The camera system, which could find use as an intelligent sentinel in sensitive military applications, was originally built to demonstrate the versatility of a simulated neural network, which the researchers modelled after the superior colliculus of the human brain.
‘The superior colliculus serves as the visual reflex centre of the brain,’ said Sylvian Ray, a UI professor of computer science and a researcher at the Beckman Institute for Advanced Science and Technology. ‘It is the primary agent for deciding which direction to turn the head in response to sensory stimuli such as visual and auditory cues.’

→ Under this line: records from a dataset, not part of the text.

PR #72, opened 2024-01-16
Prevent error-prone logic from running on import

AlanCoding:
The Django docs say to use the settings for AUTH_USER_MODEL when defining fields, but `get_user_model` basically when running code. Having the user model available in the imports and for type annotations is not addressed, so I'm saying that's unsupported, thus we shouldn't do it.

The other bit with `SimpleLazyObject` is addressing a report that `awx-manage collectstatic` could give an error. Reproducer with test_app:

```
python manage.py --help
```

This will error if I insert `SECRET_KEY = ""` in the test settings. But with this change it works.

### DIFF
--- a/ansible_base/channels/middleware.py
+++ b/ansible_base/channels/middleware.py
@@ -6,17 +6,15 @@ from channels.auth import get_user as get_session_user
 from channels.db import database_sync_to_async
 from channels.security.websocket import WebsocketDenier
 from channels.sessions import CookieMiddleware, SessionMiddleware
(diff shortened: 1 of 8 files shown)


AlanCoding:
Also, we are concretely hitting circular imports due to `get_user_model`, and I think this relates to problems with the `swappable_dependency` usage like what @john-westcott-iv mentioned, although his problems may be tangential.

slemrmartin (approved):
It looks good :+1:

john-westcott-iv (approved):

PR #73, opened 2024-01-16
Make team-organization relationship a ForeignKey

AlanCoding:
I think this already came up somewhere? But it didn't get done, so I figured I should do it now. After all, the whole point is to get these all aligned.


ansible_base/models/organization.py
```diff
@@ -24,8 +24,30 @@ class Meta:
         help_text=_("The list of users in this organization."),
     )
 
-    teams = models.ManyToManyField(
-        settings.ANSIBLE_BASE_TEAM_MODEL,
-        related_name="organizations",
-        help_text=_("The list of teams in this organization."),
+
+class AbstractTeam(NamedCommonModel):
+    """
```
john-westcott-iv: Can we move this to models/team.py?

cutwater (approved):

ansible_base/models/organization.py
AlanCoding: I guess my logic was that in AWX we lumped those all into organization.py. But yeah, just because it happened there doesn't mean it was a good idea (it was not).

john-westcott-iv (approved):

Issue #3485, opened 2024-05-24
Add controller switch params.


Monokaix:
#### What would you like to be added:
Add a switch params in vc-controller to determine which controller is enabled and which is disabled.
#### Why is this needed:
some times we do not need start all controllers like jobflow and jobtemplate, so we can disable them to reduce unnecessary memory and cpu consuming.

Monokaix:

To demonstrate the effectiveness of their neural network, Ray and his colleagues – molecular and integrative physiology professor Thomas Anastasio, postdoctoral research associate Paul Patton, and graduate research assistants Samarth Swarup and Alejandro Sarmiento – constructed a camera and microphone system that supplies visual and auditory cues to the model and responds to its directives.
One camera looks for motion by comparing successive video frames while the system monitors audio signals from a pair of omnidirectional microphones. A sound-location algorithm analyses the sounds and sends the information to the neural network. The model then determines the correct position and moves a second camera, equipped with a long-focus lens, to acquire the target. This target image can be transmitted to a human operator for further analysis.
‘While the system can be attracted by either sight or sound, the combination of the two offers a much stronger stimulus,’ Ray said. ‘By using look-up libraries of sight and sound, the system can differentiate between an aircraft on the horizon and a flock of birds.’
During infancy, the superior colliculus helps a baby’s brain associate external direction with an internal visual reference grid – mapping a mother’s moving lips to the sound of her voice, for example. In a similar fashion, the researchers’ model learns to align its sound-source location processing with an embedded visual map.
‘As the system learns to correctly locate both sound and visual sources, it also learns what types of objects are preferred targets,’ Ray said. ‘We want to teach it to ignore common objects and focus on unusual sounds or visual motions.’
Besides the obvious security applications, the self-aiming camera could also find applications in long-distance learning, Ray said. ‘One camera could follow the speaker. Another camera could point at the audience, and automatically zero in on a student raising a hand to ask a question.’
The work was originally funded by a UI Critical Research Initiatives grant. Additional funding to develop the intelligent sentinel concept came from the Office of Naval Research.